*Work to be completed*:
Every entry in the listing below has to be given again exactly.

*Material shown*:
──────
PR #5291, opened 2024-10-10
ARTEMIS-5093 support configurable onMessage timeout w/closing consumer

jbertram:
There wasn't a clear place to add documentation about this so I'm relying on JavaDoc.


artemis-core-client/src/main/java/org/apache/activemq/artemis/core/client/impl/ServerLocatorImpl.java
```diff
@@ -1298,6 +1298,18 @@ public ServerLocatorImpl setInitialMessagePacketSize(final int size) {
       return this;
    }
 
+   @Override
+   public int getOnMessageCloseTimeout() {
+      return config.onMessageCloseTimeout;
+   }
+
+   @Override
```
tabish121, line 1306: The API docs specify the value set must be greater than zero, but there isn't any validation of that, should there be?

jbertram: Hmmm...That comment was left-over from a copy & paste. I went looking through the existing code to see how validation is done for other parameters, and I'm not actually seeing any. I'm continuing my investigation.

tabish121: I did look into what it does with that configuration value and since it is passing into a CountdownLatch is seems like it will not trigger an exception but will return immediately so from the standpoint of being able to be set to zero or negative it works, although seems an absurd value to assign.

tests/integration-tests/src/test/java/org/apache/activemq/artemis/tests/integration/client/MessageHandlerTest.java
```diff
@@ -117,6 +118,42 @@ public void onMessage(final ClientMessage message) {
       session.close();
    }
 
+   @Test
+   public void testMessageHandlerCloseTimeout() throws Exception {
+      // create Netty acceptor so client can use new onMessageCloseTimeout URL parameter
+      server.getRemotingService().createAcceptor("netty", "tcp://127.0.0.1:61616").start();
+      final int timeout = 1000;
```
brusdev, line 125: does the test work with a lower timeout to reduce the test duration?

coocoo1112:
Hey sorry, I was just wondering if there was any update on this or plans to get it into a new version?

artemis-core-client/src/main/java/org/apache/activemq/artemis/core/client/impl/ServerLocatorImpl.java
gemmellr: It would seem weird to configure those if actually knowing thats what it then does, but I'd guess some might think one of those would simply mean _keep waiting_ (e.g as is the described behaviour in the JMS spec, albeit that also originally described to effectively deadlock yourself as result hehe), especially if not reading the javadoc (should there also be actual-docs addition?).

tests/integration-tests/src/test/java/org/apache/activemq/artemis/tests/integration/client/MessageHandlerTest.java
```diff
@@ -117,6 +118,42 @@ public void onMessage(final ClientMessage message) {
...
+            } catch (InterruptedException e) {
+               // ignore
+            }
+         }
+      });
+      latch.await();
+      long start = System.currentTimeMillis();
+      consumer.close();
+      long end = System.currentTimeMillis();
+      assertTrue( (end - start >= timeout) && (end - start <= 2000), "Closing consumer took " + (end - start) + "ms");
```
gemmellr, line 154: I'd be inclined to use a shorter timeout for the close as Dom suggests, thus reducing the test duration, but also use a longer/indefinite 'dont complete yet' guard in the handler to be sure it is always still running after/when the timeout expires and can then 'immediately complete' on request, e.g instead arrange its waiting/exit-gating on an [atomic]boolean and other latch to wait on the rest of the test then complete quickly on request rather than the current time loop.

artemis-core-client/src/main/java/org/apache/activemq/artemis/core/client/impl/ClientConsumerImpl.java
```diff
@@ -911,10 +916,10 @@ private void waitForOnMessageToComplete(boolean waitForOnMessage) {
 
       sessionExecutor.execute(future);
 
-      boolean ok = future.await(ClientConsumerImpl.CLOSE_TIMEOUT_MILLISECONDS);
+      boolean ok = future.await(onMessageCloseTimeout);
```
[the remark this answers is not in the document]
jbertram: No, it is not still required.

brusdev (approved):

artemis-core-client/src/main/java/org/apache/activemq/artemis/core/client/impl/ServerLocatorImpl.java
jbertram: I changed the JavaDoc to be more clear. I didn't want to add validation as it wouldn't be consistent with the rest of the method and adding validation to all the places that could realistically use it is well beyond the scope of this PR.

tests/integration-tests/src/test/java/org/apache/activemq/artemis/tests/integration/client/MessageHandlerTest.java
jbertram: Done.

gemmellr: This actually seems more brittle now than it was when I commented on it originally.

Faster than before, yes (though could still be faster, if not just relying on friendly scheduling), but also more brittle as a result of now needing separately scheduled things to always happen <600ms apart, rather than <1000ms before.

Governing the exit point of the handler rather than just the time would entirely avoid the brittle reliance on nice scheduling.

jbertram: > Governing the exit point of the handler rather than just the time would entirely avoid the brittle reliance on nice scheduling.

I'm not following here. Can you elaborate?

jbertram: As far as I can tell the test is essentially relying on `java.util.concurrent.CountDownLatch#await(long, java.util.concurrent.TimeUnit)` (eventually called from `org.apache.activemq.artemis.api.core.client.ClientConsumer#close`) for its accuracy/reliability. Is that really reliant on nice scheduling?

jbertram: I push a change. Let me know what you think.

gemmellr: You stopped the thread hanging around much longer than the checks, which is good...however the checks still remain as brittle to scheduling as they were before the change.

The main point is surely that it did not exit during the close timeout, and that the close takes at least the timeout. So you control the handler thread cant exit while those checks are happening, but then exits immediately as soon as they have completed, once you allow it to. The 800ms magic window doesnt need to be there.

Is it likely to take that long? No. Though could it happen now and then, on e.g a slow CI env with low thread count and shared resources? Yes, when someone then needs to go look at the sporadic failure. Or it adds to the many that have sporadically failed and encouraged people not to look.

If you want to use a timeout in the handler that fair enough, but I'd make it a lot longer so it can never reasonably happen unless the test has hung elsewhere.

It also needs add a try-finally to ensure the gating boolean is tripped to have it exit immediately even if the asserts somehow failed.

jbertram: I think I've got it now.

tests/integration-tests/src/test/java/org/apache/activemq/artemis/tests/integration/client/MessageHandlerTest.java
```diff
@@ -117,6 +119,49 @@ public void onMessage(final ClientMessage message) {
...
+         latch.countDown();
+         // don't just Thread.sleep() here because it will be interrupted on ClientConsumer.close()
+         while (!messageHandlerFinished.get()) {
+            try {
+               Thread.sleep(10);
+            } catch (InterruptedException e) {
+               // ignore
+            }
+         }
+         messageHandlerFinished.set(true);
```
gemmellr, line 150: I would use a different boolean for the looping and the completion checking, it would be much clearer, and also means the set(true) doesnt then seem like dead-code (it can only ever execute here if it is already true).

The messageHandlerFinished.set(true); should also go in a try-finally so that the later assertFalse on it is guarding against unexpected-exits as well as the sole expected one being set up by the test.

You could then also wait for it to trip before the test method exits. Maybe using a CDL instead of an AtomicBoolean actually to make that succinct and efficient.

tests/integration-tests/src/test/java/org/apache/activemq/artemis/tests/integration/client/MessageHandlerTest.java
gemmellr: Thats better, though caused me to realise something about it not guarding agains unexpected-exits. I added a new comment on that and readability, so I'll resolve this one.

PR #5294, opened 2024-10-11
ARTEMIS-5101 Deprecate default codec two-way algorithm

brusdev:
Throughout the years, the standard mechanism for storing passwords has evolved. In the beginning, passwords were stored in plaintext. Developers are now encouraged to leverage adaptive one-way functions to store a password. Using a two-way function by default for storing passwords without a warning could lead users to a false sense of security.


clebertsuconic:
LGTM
──────
*Your solution*:
PR #5291, opened 2024-10-10
ARTEMIS-5093 support configurable onMessage timeout w/closing consumer

jbertram:
There wasn't a clear place to add documentation about this so I'm relying on JavaDoc.


artemis-core-client/src/main/java/org/apache/activemq/artemis/core/client/impl/ServerLocatorImpl.java
```diff
@@ -1298,6 +1298,18 @@ public ServerLocatorImpl setInitialMessagePacketSize(final int size) {
       return this;
    }
 
+   @Override
+   public int getOnMessageCloseTimeout() {
+      return config.onMessageCloseTimeout;
+   }
+
+   @Override
```
tabish121, line 1306: The API docs specify the value set must be greater than zero, but there isn't any validation of that, should there be?

jbertram: Hmmm...That comment was left-over from a copy & paste. I went looking through the existing code to see how validation is done for other parameters, and I'm not actually seeing any. I'm continuing my investigation.

tabish121: I did look into what it does with that configuration value and since it is passing into a CountdownLatch is seems like it will not trigger an exception but will return immediately so from the standpoint of being able to be set to zero or negative it works, although seems an absurd value to assign.

tests/integration-tests/src/test/java/org/apache/activemq/artemis/tests/integration/client/MessageHandlerTest.java
```diff
@@ -117,6 +118,42 @@ public void onMessage(final ClientMessage message) {
       session.close();
    }
 
+   @Test
+   public void testMessageHandlerCloseTimeout() throws Exception {
+      // create Netty acceptor so client can use new onMessageCloseTimeout URL parameter
+      server.getRemotingService().createAcceptor("netty", "tcp://127.0.0.1:61616").start();
+      final int timeout = 1000;
```
brusdev, line 125: does the test work with a lower timeout to reduce the test duration?

coocoo1112:
Hey sorry, I was just wondering if there was any update on this or plans to get it into a new version?

artemis-core-client/src/main/java/org/apache/activemq/artemis/core/client/impl/ServerLocatorImpl.java
gemmellr: It would seem weird to configure those if actually knowing thats what it then does, but I'd guess some might think one of those would simply mean _keep waiting_ (e.g as is the described behaviour in the JMS spec, albeit that also originally described to effectively deadlock yourself as result hehe), especially if not reading the javadoc (should there also be actual-docs addition?).

tests/integration-tests/src/test/java/org/apache/activemq/artemis/tests/integration/client/MessageHandlerTest.java
```diff
@@ -117,6 +118,42 @@ public void onMessage(final ClientMessage message) {
...
+            } catch (InterruptedException e) {
+               // ignore
+            }
+         }
+      });
+      latch.await();
+      long start = System.currentTimeMillis();
+      consumer.close();
+      long end = System.currentTimeMillis();
+      assertTrue( (end - start >= timeout) && (end - start <= 2000), "Closing consumer took " + (end - start) + "ms");
```
gemmellr, line 154: I'd be inclined to use a shorter timeout for the close as Dom suggests, thus reducing the test duration, but also use a longer/indefinite 'dont complete yet' guard in the handler to be sure it is always still running after/when the timeout expires and can then 'immediately complete' on request, e.g instead arrange its waiting/exit-gating on an [atomic]boolean and other latch to wait on the rest of the test then complete quickly on request rather than the current time loop.

artemis-core-client/src/main/java/org/apache/activemq/artemis/core/client/impl/ClientConsumerImpl.java
```diff
@@ -911,10 +916,10 @@ private void waitForOnMessageToComplete(boolean waitForOnMessage) {
 
       sessionExecutor.execute(future);
 
-      boolean ok = future.await(ClientConsumerImpl.CLOSE_TIMEOUT_MILLISECONDS);
+      boolean ok = future.await(onMessageCloseTimeout);
```
[the remark this answers is not in the document]
jbertram: No, it is not still required.

brusdev (approved):

artemis-core-client/src/main/java/org/apache/activemq/artemis/core/client/impl/ServerLocatorImpl.java
jbertram: I changed the JavaDoc to be more clear. I didn't want to add validation as it wouldn't be consistent with the rest of the method and adding validation to all the places that could realistically use it is well beyond the scope of this PR.

tests/integration-tests/src/test/java/org/apache/activemq/artemis/tests/integration/client/MessageHandlerTest.java
jbertram: Done.

gemmellr: This actually seems more brittle now than it was when I commented on it originally.

Faster than before, yes (though could still be faster, if not just relying on friendly scheduling), but also more brittle as a result of now needing separately scheduled things to always happen <600ms apart, rather than <1000ms before.

Governing the exit point of the handler rather than just the time would entirely avoid the brittle reliance on nice scheduling.

jbertram: > Governing the exit point of the handler rather than just the time would entirely avoid the brittle reliance on nice scheduling.

I'm not following here. Can you elaborate?

jbertram: As far as I can tell the test is essentially relying on `java.util.concurrent.CountDownLatch#await(long, java.util.concurrent.TimeUnit)` (eventually called from `org.apache.activemq.artemis.api.core.client.ClientConsumer#close`) for its accuracy/reliability. Is that really reliant on nice scheduling?

jbertram: I push a change. Let me know what you think.

gemmellr: You stopped the thread hanging around much longer than the checks, which is good...however the checks still remain as brittle to scheduling as they were before the change.

The main point is surely that it did not exit during the close timeout, and that the close takes at least the timeout. So you control the handler thread cant exit while those checks are happening, but then exits immediately as soon as they have completed, once you allow it to. The 800ms magic window doesnt need to be there.

Is it likely to take that long? No. Though could it happen now and then, on e.g a slow CI env with low thread count and shared resources? Yes, when someone then needs to go look at the sporadic failure. Or it adds to the many that have sporadically failed and encouraged people not to look.

If you want to use a timeout in the handler that fair enough, but I'd make it a lot longer so it can never reasonably happen unless the test has hung elsewhere.

It also needs add a try-finally to ensure the gating boolean is tripped to have it exit immediately even if the asserts somehow failed.

jbertram: I think I've got it now.

tests/integration-tests/src/test/java/org/apache/activemq/artemis/tests/integration/client/MessageHandlerTest.java
```diff
@@ -117,6 +119,49 @@ public void onMessage(final ClientMessage message) {
...
+         latch.countDown();
+         // don't just Thread.sleep() here because it will be interrupted on ClientConsumer.close()
+         while (!messageHandlerFinished.get()) {
+            try {
+               Thread.sleep(10);
+            } catch (InterruptedException e) {
+               // ignore
+            }
+         }
+         messageHandlerFinished.set(true);
```
gemmellr, line 150: I would use a different boolean for the looping and the completion checking, it would be much clearer, and also means the set(true) doesnt then seem like dead-code (it can only ever execute here if it is already true).

The messageHandlerFinished.set(true); should also go in a try-finally so that the later assertFalse on it is guarding against unexpected-exits as well as the sole expected one being set up by the test.

You could then also wait for it to trip before the test method exits. Maybe using a CDL instead of an AtomicBoolean actually to make that succinct and efficient.

tests/integration-tests/src/test/java/org/apache/activemq/artemis/tests/integration/client/MessageHandlerTest.java
gemmellr: Thats better, though caused me to realise something about it not guarding agains unexpected-exits. I added a new comment on that and readability, so I'll resolve this one.

PR #5294, opened 2024-10-11
ARTEMIS-5101 Deprecate default codec two-way algorithm

brusdev:
Throughout the years, the standard mechanism for storing passwords has evolved. In the beginning, passwords were stored in plaintext. Developers are now encouraged to leverage adaptive one-way functions to store a password. Using a two-way function by default for storing passwords without a warning could lead users to a false sense of security.


clebertsuconic:
LGTM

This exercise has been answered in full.